Kemsa offices

The Kenya Medical Supplies Authority's offices in Nairobi.

| File | Nation Media Group

Covid millionaires continue to walk scot-free a year later

What you need to know:

  • There were lucky tenderpreneurs who just walked to Kemsa’s head offices in Nairobi’s Industrial Area and found tenders being dished out.

  • Relatives of top families in the country were also not left behind in the Sh7.8 billion scandal.

At a time like this last year, highly connected businessmen were making last-minute plans to charter planes to fly in scarce Covid-19 gear from China and India.

As health officials were fixated on the global movement of the virus, which had now arrived in Africa, tenderpreneurs were lining up at the Registrar of Companies to incorporate new outfits that would become the vehicles to get fraudulent tenders at the Kenya Medical Supplies Authority (Kemsa).

Then there were lucky ones, who just walked to Kemsa’s head offices on Commercial Street in Nairobi’s Industrial Area, and found tenders being dished out. In their own admission, they walked out with lucrative tenders.

For others like Eunice Cherono, who despite her company dealing in interior design, they just took a leap of faith, prayed and also ‘walked into Kemsa with faith.’

Cherono says God directed her to Kemsa to get a Sh42 million tender to supply Personal Protective Equipment (PPE).

That was not all. Others just arrived at the agency offices, having got wind of what was happening, sat at the reception and waited.

Commitment letters

Then Kemsa officials would randomly ask anyone in the room who could supply face masks to raise their hands. And just like that, they were on their way to become Covid-19 millionaires. 

Commitment letters were given, then backdated in blatant breach of the procurement laws. 

Twelve firms, for instance, were handed contracts worth Sh3 billion to deliver items that were not covered by Kemsa’s 2019/20 approved budget as at June 4, 2020, with some multimillion-shilling irregular bids going to friends and well-connected individuals.

It did not stop there, politicians, some of whom are now investigating the same procurement fraud at the agency, were also roped into the procurement frenzy. Relatives of top families in the country were also not left behind in the Sh7.8 billion scandal.

Then there was Kilig Limited, which was owned by Ivy Minyow Onyango, whose story demonstrates how easily Kenya’s procurement system can be bent.

Kilig was registered on January 22, weeks before Africa reported its first coronavirus case. 
Several weeks later, the company, linked to a top Jubilee politician, was handpicked and handed a Sh4 billion offer to supply hundreds of thousands of PPEs.

Big tender

Each kit was to be delivered at an inflated cost of Sh9,000 from the then market price of Sh4,500, according to revelations in Parliament. The complete kit includes N95 masks, body suits, goggles, waterproof shoe covers and gloves. She was to supply 450,000 of each item.

The fact that her company had no proof or record of ability to supply such a big tender on such a short notice did not bother Kemsa executives. But when heat became too much, Kemsa quietly cancelled the tender when it was clear the company had no capacity to supply.

Before top Kemsa officials realised they were breaking the law, they had issued commitment letters over and above what their budgets could allow, and their warehouses were already filling with expensive supplies that came with huge mark-ups, and would pose a challenge to offload.

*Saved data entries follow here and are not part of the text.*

PR #2503, opened 2026-09-17
fix: silence solc compiler warnings (PR1)

kelemeno:
## PR1 — compiler warning cleanup on the v34 line

`forge build` on `draft/v0.34.0` emitted **124 solc warnings** across `l1-contracts`
(`contracts/` + `deploy-scripts/`) and **2** in `da-contracts/`. This brings that down to
**10 deliberate ones** (listed at the bottom). No behavioural change is intended anywhere.

### The shadowing class — `_x()` getters become `_getX()`

20 of the 26 "declaration shadows an existing declaration" warnings came from one structural
collision: the virtual immutable-getter pattern the L1/L2 base contracts use names its getters
`_l1ChainId()`, `_bridgehub()`, `_assetRouter()`, …, while `AGENTS.md` requires function
parameters to be `_`-prefixed. So `updateL2(uint256 _l1ChainId, …)` and
`constructor(address _bridgehub)` shadow the getters they sit next to.

The parameter convention is the hard rule, so the getters moved instead — to the `_get*` prefix
already used elsewhere in `contracts/` (`_getOriginChainId`, `_getMigrationNumber`, …). The whole
family was renamed, not just the six that happened to collide, so the collision cannot come back
with the next L1/L2 pair:

| before | after |
| --- | --- |
| `_assetRouter()` `_baseTokenAssetId()` `_bridgehub()` `_chainAssetHandler()` `_chainMigrationsEnabled()` `_ethTokenAssetId()` `_executeBundleSelector()` `_expectedDestinationBaseTokenAssetId()` `_interopHandler()` `_l1ChainId()` `_maxNumberOfZKChains()` `_messageRoot()` `_verifyBundleSelector()` `_wethToken()` `_atomicFlowManagerAddr()` `_interopCenterAddr()` `_nativeTokenVaultAddr()` | the same names with a `_get` prefix |

All of these are `internal`, so no ABI, selector or storage layout moves.

### Everything else

`contracts/`

- locals shadowing the `tokenAddress` / `originChainId` / `baseTokenAssetId` mappings and the
  `originToken()` / `index()` getters — renamed, following the `parsedTokenAddress` naming this
  file already used for exactly this reason
- `L2AssetRouter`, `L2MessageRoot`, `InteropCenter` and both interop handlers: overrides that solc
  can prove `pure` rather than `view`
- `DynamicIncrementalMerkle.reset` declared `returns (bytes32 initialRoot)` and never assigned it.
  It now returns `setup(...)` — behaviourally identical (`setup` always returns `bytes32(0)`), but
  no longer silently returning a default
- `SemVer.packSemVer` shifted a `uint96` by a `uint256` constant
- one unused parameter in an internal `CTMDeploymentTracker` helper

`deploy-scripts/`

- **21 unreachable-code warnings had a single cause.** The v33-disabled gateway paths
  (`DefaultGatewayUpgrade.deployGWContract`, `GatewayVotePreparation.deployGatewayCTM`) opened with
  an unconditional `revert`, which made the code they deliberately keep for the release that brings
  gateways back statically unreachable. They now gate on `CHAIN_MIGRATIONS_ENABLED` — the constant
  their own comments already point at. Identical behaviour and identical revert data; the retained
  code is simply analysable again
- unread locals dropped, keeping every call that has a side effect (`vm.serializeAddress`, the FFI
  calls) and dropping only the unread result
- `Utils.executeEmergencyProtocolUpgrade` declared a return value it never assigned; it returns
  nothing now. Its only caller ignored the value
- parameters that a base/virtual signature requires but the default implementation ignores are
  commented out
- state mutability restricted wherever solc can prove `view`/`pure` (this cascades, so it took a
  few passes to converge)

`da-contracts/` — two Avail test doubles that can be `pure`.

### Deliberately left

| count | code | why |
| --- | --- | --- |
| 8 | 3860 initcode size | Deploy scripts are 50–197 KB of initcode and are never deployed on-chain. Foundry can ignore an error *code* (`ignored_error_codes`) or a *path* (`ignored_warnings_from`), but not a code within a path — so suppressing these would also drop the guard for `contracts/`, and silencing the path would hide every future script warning |
| 1 | 2394 EIP-1153 | Informational, and inherent to `TransientPrimitives` using `tstore` |
| 1 | 5667 unused param | `L1Bridgehub.createNewChain`'s `_salt`. Unnaming it is the only way to silence this, and that changes the published ABI — it broke in-repo Solidity named-argument callers immediately. Same reasoning keeps `GatewayUtils.finishMigrateChainFromGateway`'s `migratingChainId`, whose ABI is exported to `zkstack-out` for the zkstack CLI |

At the height of the scandal, Kemsa would be left to deal with losses from the Sh6.2 billion stock stuck at its warehouses.

The Ethics and Anti-Corruption Commission (EACC) would later swing into action, freezing all payments to the companies to stop any further losses.

EACC said when its detectives came in, they helped stop another Sh9 billion that was to be paid out.


EACC boss Twalib Mubarak said the caveat not to pay is still on until the investigations are completed, which means that the companies will have to wait longer to get their money. 

But several months down the line, the trail appears to have gone cold, and apart from the three top officials who were suspended, no one is yet to be charged in court for the scandal, a complete departure from previous scandals.

The EACC boss did not pick our calls yesterday or reply text messages inquiring why the agency has taken too long to bring culprits to book.

But the EACC has in the past shifted blame to the office of the DPP, which has not been very enthusiastic in approving the charges, and has instead returned the file back to the EACC asking the graft agency to tie up some lose ends.

EACC has since returned the file to the DPP, and it is not yet clear who between the two agencies is now holding back the process.

Parallel probes have only managed to unearth faces of small time businesses, leaving out actual billionaires, politicians and connected individuals who benefited the most from the scandal.